┌──

PR #4525, opened 2024-06-20
fix (un)muting conversations

### LINKED ISSUE #4523: Home tab: Mute then unmute a conversation -> blank timeline
### Detailed description

Open up Tusky. Scroll to the top of the Home tab. Make a post, so that the top post on your Home tab is a post by you. Tap ⋯ on this top post. Tap "Mute conversation". Tap "⋯" again. Tap "unmute conversation".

└──

| Exercise instructions |
Having read the entries above, restate them all word for word.

| Response to this exercise |
PR #4525, opened 2024-06-20
fix (un)muting conversations

### LINKED ISSUE #4523: Home tab: Mute then unmute a conversation -> blank timeline
### Detailed description

Open up Tusky. Scroll to the top of the Home tab. Make a post, so that the top post on your Home tab is a post by you. Tap ⋯ on this top post. Tap "Mute conversation". Tap "⋯" again. Tap "unmute conversation".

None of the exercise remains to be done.